→ **WHAT YOU NEED TO DO**: Whenever a line carries the word "filepath", pull it out of the entries.

→ **THE DATA**:
PR #1622, opened 2023-05-02
oci: Enable --writable-tmpfs behaviour by default

dtrudg:
## Description of the Pull Request (PR):

The `--oci` mode intends to follow behaviour that the native runtime implements when run with `--compat`.

One missing aspect is that `--compat` sets `--writable-tmpfs`, where the container rootfs is made writable with a tmpfs backed overlay.

This PR:

- Introduces a simple wrapping of the `oci run` sub-command as `oci run-wrapped`. This hidden command implements prep / cleanup steps that must take place in a userns for non-root `--oci` execution.
- Switches the oci launcher to callin `oci run-wrapped` instead of `oci-run`.
- Adds a tmpfs based overlay creation function for OCI bundles.
- Includes the tmpfs overlay creation in the `oci run-wrapped` flow.
- Copies the native runtime `--compat` e2e tests to OCI mode.

### This fixes or addresses the following GitHub issues:

 - Fixes #1621 

#### Before submitting a PR, make sure you have done the following:

- Read the [Guidelines for Contributing](https://github.com/sylabs/singularity/blob/main/CONTRIBUTING.md), and this PR conforms to the stated requirements.
- Added changes to the [CHANGELOG](https://github.com/sylabs/singularity/blob/main/CHANGELOG.md) if necessary according to the [Contribution Guidelines](https://github.com/sylabs/singularity/blob/main/CONTRIBUTING.md)
- Added tests to validate this PR, linted with `make check`  and tested this PR locally with a `make test`, and `make testall` if possible (see CONTRIBUTING.md).
- Based this PR against the appropriate branch according to the [Contribution Guidelines](https://github.com/sylabs/singularity/blob/main/CONTRIBUTING.md)
- Added myself as a contributor to the [Contributors File](https://github.com/sylabs/singularity/blob/main/CONTRIBUTORS.md)

PR #1671, opened 2023-05-11
oci: wrap run in writable tmpfs overlay if there's only read-only overlay(s)

### LINKED ISSUE #1670: bug: oci: when mounting only ro overlay(s), busybox images fail to run
**Version of Singularity**

HEAD of `main`

**Describe the bug**
When using (newly added) `--overlay` in OCI mode, the current `busybox` docker image fails to run, reporting a failed attempt to write to a read-only filesystem, involving `/proc`

**To Reproduce**

```
$ mkdir -p ~/tmp/blank-playground
mkdir: created directory '/home/omer/tmp/blank-playground'

$ cd ~/tmp/blank-playground

$ mkdir ro-overlay-dir
mkdir: created directory 'ro-overlay-dir'

$ singularity shell --oci --fakeroot --overlay ro-overlay-dir:ro docker://busybox
2023/05/11 10:27:02  info unpack layer: sha256:b50100f25006c29bd3a3dd4abacfeb7e9cb61c1a758d07c68fa699a2494fd2df
2023-05-11T14:27:02.286834Z: cannot mkdir `proc`: Read-only file system

$ sudo singularity shell --oci --overlay ro-overlay-dir:ro docker://busybox
2023/05/11 10:27:13  info unpack layer: sha256:b50100f25006c29bd3a3dd4abacfeb7e9cb61c1a758d07c68fa699a2494fd2df
2023-05-11T14:27:13.865141Z: cannot mkdir `proc`: Read-only file system

$
```

**Expected behavior**
Here's the behavior with (as an example) the current `alpine` docker image:

```
$ singularity shell --oci --fakeroot --overlay ro-overlay-dir:ro docker://alpine
2023/05/11 10:27:30  info unpack layer: sha256:08409d4172603f40b56eb6b76240a1e6bd78baa0e96590dc7ff76c5f1a093af2
Singularity>

$ sudo singularity shell --oci --overlay ro-overlay-dir:ro docker://alpine
2023/05/11 10:27:37  info unpack layer: sha256:08409d4172603f40b56eb6b76240a1e6bd78baa0e96590dc7ff76c5f1a093af2
Singularity>

$
```

**OS / Linux Distribution**
Which Linux distribution are you using?
```
NAME="Fedora Linux"
VERSION="37 (KDE Plasma)"
ID=fedora
VERSION_ID=37
VERSION_CODENAME=""
PLATFORM_ID="platform:f37"
PRETTY_NAME="Fedora Linux 37 (KDE Plasma)"
ANSI_COLOR="0;38;2;60;110;180"
LOGO=fedora-logo-icon
CPE_NAME="cpe:/o:fedoraproject:fedora:37"
DEFAULT_HOSTNAME="fedora"
HOME_URL="https://fedoraproject.org/"
DOCUMENTATION_URL="https://docs.fedoraproject.org/en-US/fedora/f37/system-administrators-guide/"
SUPPORT_URL="https://ask.fedoraproject.org/"
BUG_REPORT_URL="https://bugzilla.redhat.com/"
REDHAT_BUGZILLA_PRODUCT="Fedora"
REDHAT_BUGZILLA_PRODUCT_VERSION=37
REDHAT_SUPPORT_PRODUCT="Fedora"
REDHAT_SUPPORT_PRODUCT_VERSION=37
SUPPORT_END=2023-11-14
VARIANT="KDE Plasma"
VARIANT_ID=kde
```

**Installation Method**
Built from source (using HEAD of `main`)

preminger:

In OCI mode, if there is one or more overlays specified but they are all read-only, wrap Run in an additional writable tmpfs overlay so that the filesystem in its entirety is writable inside the container (in alignment with the goals of #1622 ).

 - Fixes #1670

### DIFF
--- a/e2e/actions/oci.go
+++ b/e2e/actions/oci.go
@@ -980,7 +980,7 @@ func (c actionTests) actionOciOverlay(t *testing.T) {
 	e2e.EnsureOCIArchive(t, c.env)
 	imageRef := "oci-archive:" + c.env.OCIArchivePath
 
-	for _, profile := range []e2e.Profile{e2e.OCIRootProfile, e2e.OCIFakerootProfile} {
+	for _, profile := range e2e.OCIProfiles {
 		testDir, err := fs.MakeTmpDir(c.env.TestDir, "overlaytestdir", 0o755)
 		if err != nil {
 			t.Fatal(err)
@@ -1040,6 +1040,11 @@ func (c actionTests) actionOciOverlay(t *testing.T) {
 				name:     "NonExistReadonly",
 				args:     []string{"--overlay", filepath.Join(testDir, "my_ro_ol_dir_nonexistent:ro"), imageRef, "echo", "hi"},
 				exitCode: 255,
+			},
+			{
+				name:     "ReadonlyAddsTmpfs",
+				args:     []string{"--overlay", filepath.Join(testDir, "my_ro_ol_dir1:ro"), imageRef, "sh", "-c", "echo this_should_disappear > /my_test_file"},
+				exitCode: 0,
 			},
 			{
 				name:     "SeveralReadonly",
--- a/e2e/docker/docker.go
+++ b/e2e/docker/docker.go
@@ -1027,6 +1027,7 @@ func E2ETests(env e2e.TestEnv) testhelper.Tests {
 			t.Run("issue 1286", c.issue1286)
 			t.Run("issue 1528", c.issue1528)
 			t.Run("issue 1586", c.issue1586)
+			t.Run("issue 1670", c.issue1670)
 		},
 		// Tests that are especially slow, or run against a local docker
 		// registry, can be run in parallel, with `--disable-cache` used within
--- a/e2e/docker/regressions.go
+++ b/e2e/docker/regressions.go
@@ -288,3 +288,26 @@ func (c ctx) issue1586(t *testing.T) {
 		t.Errorf("TMPDIR is not empty after singularity exited")
 	}
 }
+
+// https://github.com/sylabs/singularity/issues/1670
+// Check that runc/crun can add directories the rootfs before entering the
+// container, by running a container based on busybox that lacks, e.g., /proc
+func (c ctx) issue1670(t *testing.T) {
+	for _, profile := range e2e.OCIProfiles {
+		tmpDir, cleanup := e2e.MakeTempDir(t, c.env.TestDir, fmt.Sprintf("issue1670-%s-", profile.String()), "")
+		t.Cleanup(func() {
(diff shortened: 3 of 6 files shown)


preminger:
This was tantalizingly close to just being a matter of replacing

```
err = f()
```
(at internal/pkg/runtime/launcher/oci/oci_overlay.go:69)

with

```
	if writableOverlayFound {
		err = f()
	} else {
		err = WrapWithWritableTmpFs(f, bundleDir)
	}
```

and calling it a day.

However, in the course of doing that, I found that following #1478 , we were no longer tearing down writable tmpfs overlays correctly. Basically, there is one more mount (the mount of the tmpfs filesystem at the overlay directory) taking place in WrapWithWritableTmpfs vs. what takes place in WrapWithOverlays.

In the pre- #1478 code, mounting of the tmpfs filesystem at the overlay directory _took the place_ of the identity bind-mount we do for all overlays (as part of the bind-mount & remount pattern). So in that case, performing the same sequence of detach-unmounts in both scenarios worked.

But there was a large amount of code duplication there, and now both flows pass through ApplyOverlay() (at pkg/ocibundle/tools/overlay_linux.go:140), allowing the bulk of that code to be reused. However, this means there is an "extra" mount in the tmpfs scenario relative to the regular overlay-dir scenario. That's because ApplyOverlay() doesn't "know" if the overlay-dir it's getting is the root of a filesystem (as it is in the tmpfs scenario) or not (as is probably the case when the overlay-dir is a garden-variety subdirectory), so it goes ahead and does the bind-mount & remount pattern either way.

I'm fairly sure that from a resource perspective, this is unbothersome - after all, if it was, then there would be reason not to go through the bind-mount & remount pattern when it's not strictly necessary, either - but it _does_ require an extra detach-unmount to be performed in the tmpfs case. Handling this correctly meant splitting up what used to be `unmountAndDeleteOverlay(rootFsDir, overlayDir)` into two separate utility functions - `detachMount(rootFsDir)` and `detachAndDelete(overlayDir)` - so that an extra `detachMount(overlayDir)` could be interjected between the two in the case of a tmpfs overlay. This also has the upshot of making our internal utility functions hew more closely to how the underlying system calls work.

Lastly: in the course of figuring this out, I added a bunch of `sylog.Debugf()` statements, which it seems to me should stay part of the code now, since they provide useful info when turned on (and can be turned off like all other `sylog.Debugf()` statements).

dtrudg (changes requested):
Logic looks good to me, but there should be a test that protects us from regressing in the #1670 busybox case (or an example engineered to capture the circumstances of the busybox case).

dtrudg (approved):

PR #1678, opened 2023-05-12
oci: Improve testing of overlay cleanup

preminger:

In working on #1659 and #1671 , it emerged that in some scenarios (esp. when running as root), our cleanup of overlay mounts was incomplete. Importantly, that cleanup process intentionally logs errors and proceeds (rather than erroring out), in order to clean up as much as possible even under error conditions; but that means that we can't rely simply on exit codes to detect problems in the cleanup of overlay mounts.

This PR adds an e2e test specifically dedicated to detecting such problems, by running an OCI-mode container as root, and comparing the number of current mounts before & after the run.

### DIFF
--- a/e2e/actions/oci.go
+++ b/e2e/actions/oci.go
@@ -6,6 +6,7 @@
 package actions
 
 import (
+	"bufio"
 	"encoding/json"
 	"fmt"
 	"os"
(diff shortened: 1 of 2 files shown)


e2e/actions/oci.go
```diff
@@ -1074,3 +1076,56 @@ func (c actionTests) actionOciOverlay(t *testing.T) {
...
 	}
 }
+
+// actionOciOverlayTeardown checks that OCI-mode overlays are correctly
+// unmounted even in root mode (i.e., when user namespaces are not involved).
+func (c actionTests) actionOciOverlayTeardown(t *testing.T) {
+	e2e.EnsureOCIArchive(t, c.env)
+	imageRef := "oci-archive:" + c.env.OCIArchivePath
+
+	mountInfoPath := "/proc/self/mountinfo"
```
dtrudg, line 1086: Nit: If there's a string that's definitely a constant, declare it `const` when possible, so that you don't ever accidentally change it.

→ **SOLUTION TO THE EXERCISE**:
 				args:     []string{"--overlay", filepath.Join(testDir, "my_ro_ol_dir_nonexistent:ro"), imageRef, "echo", "hi"},
+				args:     []string{"--overlay", filepath.Join(testDir, "my_ro_ol_dir1:ro"), imageRef, "sh", "-c", "echo this_should_disappear > /my_test_file"},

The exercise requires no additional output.